[Start of Attachment]

PR #167, opened 2019-05-13
Move edit authorization checking to its own service

cintamani:
Part of https://eaflood.atlassian.net/browse/RUBY-330

This moves the permissions checkers in its own service to allow easier re-define of class on the engine apps

### DIFF
--- a/app/services/waste_exemptions_engine/edit_permission_checker_service.rb
+++ b/app/services/waste_exemptions_engine/edit_permission_checker_service.rb
@@ -1,0 +1,12 @@
+# frozen_string_literal: true
+
+# This concern is responsible for performing permissions checks. It's intended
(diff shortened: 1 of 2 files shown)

[End of Attachment]

> _Directions_: Would you please transcribe the lines above exactly, starting with the first line of the material and ending with the line that has "Part of https://eaflood.atlassian.net/browse/RUBY-330"?

> _Written solution_:
PR #167, opened 2019-05-13
Move edit authorization checking to its own service

cintamani:
Part of https://eaflood.atlassian.net/browse/RUBY-330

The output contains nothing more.